*Extracted data*:
****

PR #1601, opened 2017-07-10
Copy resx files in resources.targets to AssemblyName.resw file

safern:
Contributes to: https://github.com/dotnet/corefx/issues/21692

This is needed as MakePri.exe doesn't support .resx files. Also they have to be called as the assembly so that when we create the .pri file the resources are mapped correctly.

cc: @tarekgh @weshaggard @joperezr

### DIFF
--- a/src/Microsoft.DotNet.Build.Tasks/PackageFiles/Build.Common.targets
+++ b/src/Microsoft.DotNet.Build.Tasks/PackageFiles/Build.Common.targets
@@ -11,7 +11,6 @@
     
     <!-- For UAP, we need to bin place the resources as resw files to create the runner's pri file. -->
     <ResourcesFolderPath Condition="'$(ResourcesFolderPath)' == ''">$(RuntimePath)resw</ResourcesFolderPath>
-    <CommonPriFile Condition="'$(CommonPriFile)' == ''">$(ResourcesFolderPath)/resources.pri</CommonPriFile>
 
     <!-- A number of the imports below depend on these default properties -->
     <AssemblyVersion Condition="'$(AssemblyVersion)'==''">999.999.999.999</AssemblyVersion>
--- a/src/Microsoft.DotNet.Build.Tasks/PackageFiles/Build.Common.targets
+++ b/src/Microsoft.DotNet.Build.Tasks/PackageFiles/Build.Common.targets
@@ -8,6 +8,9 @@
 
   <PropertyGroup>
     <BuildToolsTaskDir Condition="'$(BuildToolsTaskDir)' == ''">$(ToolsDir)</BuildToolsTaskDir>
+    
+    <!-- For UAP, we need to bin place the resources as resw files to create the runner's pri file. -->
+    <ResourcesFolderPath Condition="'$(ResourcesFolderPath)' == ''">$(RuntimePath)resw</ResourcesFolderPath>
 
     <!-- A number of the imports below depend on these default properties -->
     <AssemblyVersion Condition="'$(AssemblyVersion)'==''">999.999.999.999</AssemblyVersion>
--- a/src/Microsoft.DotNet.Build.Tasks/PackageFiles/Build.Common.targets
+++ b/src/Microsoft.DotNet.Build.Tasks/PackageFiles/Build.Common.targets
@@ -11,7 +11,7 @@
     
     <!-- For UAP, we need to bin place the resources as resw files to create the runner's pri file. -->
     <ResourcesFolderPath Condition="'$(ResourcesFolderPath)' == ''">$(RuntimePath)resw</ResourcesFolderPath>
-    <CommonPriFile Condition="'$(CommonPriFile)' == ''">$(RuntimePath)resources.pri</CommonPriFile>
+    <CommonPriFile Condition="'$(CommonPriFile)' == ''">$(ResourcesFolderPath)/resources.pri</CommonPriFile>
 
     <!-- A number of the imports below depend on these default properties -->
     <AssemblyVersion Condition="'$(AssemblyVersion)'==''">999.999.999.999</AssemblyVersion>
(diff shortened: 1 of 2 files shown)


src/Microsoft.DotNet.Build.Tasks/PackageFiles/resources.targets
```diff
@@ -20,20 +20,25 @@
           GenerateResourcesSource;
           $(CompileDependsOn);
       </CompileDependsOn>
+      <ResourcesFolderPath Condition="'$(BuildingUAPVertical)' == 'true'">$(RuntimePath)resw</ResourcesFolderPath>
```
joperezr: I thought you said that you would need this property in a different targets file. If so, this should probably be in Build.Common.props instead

****

*About this exercise*:
The records above are to be given again in full, word for word.

*Task solution*:
PR #1601, opened 2017-07-10
Copy resx files in resources.targets to AssemblyName.resw file

safern:
Contributes to: https://github.com/dotnet/corefx/issues/21692

This is needed as MakePri.exe doesn't support .resx files. Also they have to be called as the assembly so that when we create the .pri file the resources are mapped correctly.

cc: @tarekgh @weshaggard @joperezr

### DIFF
--- a/src/Microsoft.DotNet.Build.Tasks/PackageFiles/Build.Common.targets
+++ b/src/Microsoft.DotNet.Build.Tasks/PackageFiles/Build.Common.targets
@@ -11,7 +11,6 @@
     
     <!-- For UAP, we need to bin place the resources as resw files to create the runner's pri file. -->
     <ResourcesFolderPath Condition="'$(ResourcesFolderPath)' == ''">$(RuntimePath)resw</ResourcesFolderPath>
-    <CommonPriFile Condition="'$(CommonPriFile)' == ''">$(ResourcesFolderPath)/resources.pri</CommonPriFile>
 
     <!-- A number of the imports below depend on these default properties -->
     <AssemblyVersion Condition="'$(AssemblyVersion)'==''">999.999.999.999</AssemblyVersion>
--- a/src/Microsoft.DotNet.Build.Tasks/PackageFiles/Build.Common.targets
+++ b/src/Microsoft.DotNet.Build.Tasks/PackageFiles/Build.Common.targets
@@ -8,6 +8,9 @@
 
   <PropertyGroup>
     <BuildToolsTaskDir Condition="'$(BuildToolsTaskDir)' == ''">$(ToolsDir)</BuildToolsTaskDir>
+    
+    <!-- For UAP, we need to bin place the resources as resw files to create the runner's pri file. -->
+    <ResourcesFolderPath Condition="'$(ResourcesFolderPath)' == ''">$(RuntimePath)resw</ResourcesFolderPath>
 
     <!-- A number of the imports below depend on these default properties -->
     <AssemblyVersion Condition="'$(AssemblyVersion)'==''">999.999.999.999</AssemblyVersion>
--- a/src/Microsoft.DotNet.Build.Tasks/PackageFiles/Build.Common.targets
+++ b/src/Microsoft.DotNet.Build.Tasks/PackageFiles/Build.Common.targets
@@ -11,7 +11,7 @@
     
     <!-- For UAP, we need to bin place the resources as resw files to create the runner's pri file. -->
     <ResourcesFolderPath Condition="'$(ResourcesFolderPath)' == ''">$(RuntimePath)resw</ResourcesFolderPath>
-    <CommonPriFile Condition="'$(CommonPriFile)' == ''">$(RuntimePath)resources.pri</CommonPriFile>
+    <CommonPriFile Condition="'$(CommonPriFile)' == ''">$(ResourcesFolderPath)/resources.pri</CommonPriFile>
 
     <!-- A number of the imports below depend on these default properties -->
     <AssemblyVersion Condition="'$(AssemblyVersion)'==''">999.999.999.999</AssemblyVersion>
(diff shortened: 1 of 2 files shown)


src/Microsoft.DotNet.Build.Tasks/PackageFiles/resources.targets
```diff
@@ -20,20 +20,25 @@
           GenerateResourcesSource;
           $(CompileDependsOn);
       </CompileDependsOn>
+      <ResourcesFolderPath Condition="'$(BuildingUAPVertical)' == 'true'">$(RuntimePath)resw</ResourcesFolderPath>
```
joperezr: I thought you said that you would need this property in a different targets file. If so, this should probably be in Build.Common.props instead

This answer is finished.